Bratwurst
Categories
Traditional German bratwurst are made up of a finely ground mixture of pork and veal. The fine grind and meat mixture gives the sausages a lighter, almost fluffy texture. Some German recipes will use milk and eggs to enhance that fluffy, light texture.
Recipe from the Curious Cuisiniere
What you need
1 ¾ lb boneless pork shoulder, cubed
¼ lb boneless beef shoulder, or veal stew meat, cubed
½ c powdered milk
1 tsp salt
1 tsp nutmeg
½ tsp ground black pepper
½ tsp marjoram
¼ tsp ground mace
¼ tsp ground ginger
1 egg
1/3 c milk
4-5 feet hog casing for fresh sausage, rinsed
Instructions
- Grind the pork and beef cubes in your meat grinder using a fine grinding plate.

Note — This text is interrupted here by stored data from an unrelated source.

PR #53, opened 2018-12-10
graphics9 bug on RPi patched

pik33:
When the Atari color in GTIA mode has values %1xxx1111, it was displayed as dark. This bug only occurred on the Raspberry Pi platform causing dark spots displayed where there should be light colors.
All colors >128 were shifted one color up, but while in not in  GTIA mode, this was not so easy to notice 
This patch causes all color displayed as they should be.


pik33:
I found these experimentally changing the pallette and observing the emulator. If the color is greater than 128, there is 1 position shift (displayed color=129). So I added 255/256 coefficient to compensate this skip.

What is added after the multiply is less important, it simply has to be >0 (and < 255/256? I didn't test this)

PR #61, opened 2019-06-18
Add POKEY recording functionality

mikrosk:
It supports mono and stereo recording of the first 9 Pokey registers to a file. This can be handy for recording (Turbo) Basic tunes or songs for which it is difficult to separate the player from the game.

Contributed by Ivo van Poorten.

First feature request here: https://atariage.com/forums/topic/242349-sap-type-r-recording-turbo-basic-tunes-to-sap

Published here: https://sourceforge.net/p/atari800/mailman/message/34458219/

### DIFF
--- a/configure.ac
+++ b/configure.ac
@@ -75,6 +75,7 @@ dnl Silent rules
 m4_ifdef([AM_SILENT_RULES],[AM_SILENT_RULES([yes])])
 
 WANT_IDE="yes"
+WANT_POKEYREC="yes"
 
 dnl Set a8_host...
 
@@ -1060,6 +1061,15 @@ if [[ "$WANT_IDE" = "yes" ]]; then
 fi
 AM_CONDITIONAL([WANT_IDE], test "$WANT_IDE" = "yes")
 
+A8_OPTION(pokeyrec,$WANT_POKEYREC,
+          [Provide Pokey registers recording (default=ON)],
+          POKEYREC,[Define to add Pokey registers recording.]
+         )
+if [[ "$WANT_POKEYREC" == "yes" ]]; then
+    AC_SYS_LARGEFILE
+    OBJS="$OBJS pokeyrec.o"
+fi
+
 if [[ "$a8_use_sdl" = yes ]]; then
     A8_OPTION(onscreenkeyboard,no,
               [Enable on-screen keyboard (default=OFF)],
@@ -1267,6 +1277,7 @@ echo "Using event recording?................: $WANT_EVENT_RECORDING"
 echo "Using MIO emulation?..................: $WANT_PBI_MIO"
 echo "Using Black Box emulation?............: $WANT_PBI_BB"
 echo "Using IDE emulation?..................: $WANT_IDE"
+echo "Using Pokey registers recording?......: $WANT_POKEYREC"
 echo "Interface for sound...................: $with_sound"
 if [[ "$with_sound" != no ]]; then
     echo "    Using nonlinear mixing?...........: $WANT_NONLINEAR_MIXING"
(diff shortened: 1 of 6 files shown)


mikrosk:
Similar patch, I don't get what is the difference: https://sourceforge.net/p/atari800/patches/5 ?

mikrosk:
Argh, it fails because we moved from configure.ac `OBJS` to Makefile.am. @th-otto can you advise the easiest fix here?

th-otto:
Just add pokeyrec.[ch] to the list of source files:

```
diff --git a/src/Makefile.am b/src/Makefile.am
index 89e080f..a9177cd 100644
--- a/src/Makefile.am
+++ b/src/Makefile.am
@@ -68,6 +68,7 @@ atari800_SOURCES = \
        pbi.c pbi.h \
        pia.c pia.h \
        pokey.c pokey.h \
+       pokeyrec.c pokeyrec.h \
        roms/altirra_5200_os.c roms/altirra_5200_os.h \
        rtime.c rtime.h \
        sio.c sio.h \
```
The location there is the list of source files that are always compiled, there are some others when using WITH_SOUND etc.

After that, just regenerate dependant files by running autogen.sh.

mikrosk:
Yeah but if we want to do it conditionally? (`WANT_POKEYREC` = yes)

th-otto:
Then just add a switch like AC_ARG_WITH([pokeyrec]) to configure.ac (just use some other switch there as example), add a AC_DEFINE(WITH_POKEYREC) that depends on that, and either use an AM_CONDITIONAL to conditionally add the files to list of source files, or just enclose the whole source file in #ifdef WITH_POKEYREC (after inclduing config.h of course)

mikrosk:
Gosh I hate that stuff. Many thanks, I'll fix it.

While I am at it, can you explain to me another autotools mystery? When I do `make dist`, it creates a nice release tarball. However two folders, `util` and `src/libatari800` leave `.deps` folder in there. Other folders normally also contain `.deps` folder but it is skipped, except those two.

th-otto:
For util, that is because of
```
EXTRA_DIST = $(doc_DATA) act data debian util
```
in the toplevel Makefile.am. That will just add everything in the util directory to the tarball. If you have actuallly sources there that are compiled, and thus produce tempory files, you should add a Makefile.am to that directory, add util to the SUBDIRS in the toplevel Makefile.am, add util/Makefile.am to the CONFIG_FILES in configure.ac, and then list any file that should be distributed explicitly in util/Makefile.am

When i run "make dist" here, i have only have that .deps directory in the tarball, but not the other.

th-otto:
BTW:
```
AC_INIT(Atari800, 4.0.0, pstehlik@sophics.cz)
```
The version number is still 4.0.0. That is the one used by automake do determine the name of the archive, amongst others.

joysfera:
@th-otto OK, will increase that version number upon next release.

th-otto:
Hm, that util/.deps directory seems to be some leftover of a different branch? I can just delete it, and run "make dist" in the master branch without problems.

mikrosk:
> Hm, that util/.deps directory seems to be some leftover of a different branch? I can just delete it, and run "make dist" in the master branch without problems.

It's possible you can delete it but it is certainly not a leftover, it is surely created by `./configure`.  However it must be somehow connected to the latest addition, `libatari800` (see https://github.com/atari800/atari800/pull/38) as `util/.deps` contains also `libatari800_test-libatari800_test.Po` file (and `libatari800` is the other `.deps` which made it into the archive).

mikrosk:
@th-otto faster than me, thanks!

PR #63, opened 2019-06-18
libatari800 fixes

robmcmullen:
Fixes for a compiler warning and for a new UI_ variable added in a recent commit


joysfera:
thanks!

- Place the ground meat into a large bowl and add the powdered milk and seasonings. Using your hands, mix the seasonings into the meat.
- Add the egg and milk. Mix, with your hands, until the mixture is evenly moist.*
- Prepare your sausage stuffer and your hog casings. Stuff your sausage mixture into the casings as directed by your sausage stuffer.
- Once all the sausage meat has been used, twist the sausage into 8 links and tie off the end of the casing.
- Prepared sausage can be stored for up to one week in the refrigerator before cooking.